DATA TO USE below:
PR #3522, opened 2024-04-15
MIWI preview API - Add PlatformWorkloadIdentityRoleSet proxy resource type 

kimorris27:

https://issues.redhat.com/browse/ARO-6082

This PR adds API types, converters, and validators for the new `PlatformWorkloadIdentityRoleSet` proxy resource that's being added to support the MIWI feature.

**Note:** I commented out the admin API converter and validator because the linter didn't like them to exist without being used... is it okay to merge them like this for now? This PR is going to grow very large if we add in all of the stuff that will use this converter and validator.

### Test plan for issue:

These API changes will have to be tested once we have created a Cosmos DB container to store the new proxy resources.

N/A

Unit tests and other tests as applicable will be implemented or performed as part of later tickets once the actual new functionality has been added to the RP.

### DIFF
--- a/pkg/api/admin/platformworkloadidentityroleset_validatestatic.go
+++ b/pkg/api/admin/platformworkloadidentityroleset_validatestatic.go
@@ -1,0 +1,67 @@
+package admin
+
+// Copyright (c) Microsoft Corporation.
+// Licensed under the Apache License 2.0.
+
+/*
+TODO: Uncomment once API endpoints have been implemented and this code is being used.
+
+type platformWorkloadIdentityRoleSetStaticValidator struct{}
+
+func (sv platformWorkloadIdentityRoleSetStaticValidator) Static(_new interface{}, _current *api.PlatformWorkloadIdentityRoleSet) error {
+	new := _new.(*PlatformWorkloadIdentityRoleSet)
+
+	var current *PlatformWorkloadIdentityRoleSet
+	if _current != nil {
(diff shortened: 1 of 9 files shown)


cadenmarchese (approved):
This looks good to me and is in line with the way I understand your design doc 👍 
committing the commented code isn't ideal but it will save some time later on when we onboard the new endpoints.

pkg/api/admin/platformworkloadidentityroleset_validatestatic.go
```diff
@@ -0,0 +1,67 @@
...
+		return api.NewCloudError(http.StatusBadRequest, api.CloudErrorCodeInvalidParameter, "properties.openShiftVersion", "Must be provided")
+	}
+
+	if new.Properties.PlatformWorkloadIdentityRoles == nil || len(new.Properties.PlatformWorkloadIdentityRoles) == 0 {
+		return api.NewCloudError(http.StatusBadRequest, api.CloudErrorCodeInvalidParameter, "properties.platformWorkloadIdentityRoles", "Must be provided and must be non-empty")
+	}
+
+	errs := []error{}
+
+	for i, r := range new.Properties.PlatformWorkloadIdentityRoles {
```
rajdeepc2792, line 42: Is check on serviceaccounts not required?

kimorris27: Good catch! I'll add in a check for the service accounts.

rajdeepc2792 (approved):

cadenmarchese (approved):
End of DATA TO USE.
**ACTION ITEM**. Starting at the first line of the data above, please restate word for word every line up to and including the one that holds "This PR adds", and add nothing else.

**WRITTEN RESPONSE**.
PR #3522, opened 2024-04-15
MIWI preview API - Add PlatformWorkloadIdentityRoleSet proxy resource type 

kimorris27:

https://issues.redhat.com/browse/ARO-6082

This PR adds API types, converters, and validators for the new `PlatformWorkloadIdentityRoleSet` proxy resource that's being added to support the MIWI feature.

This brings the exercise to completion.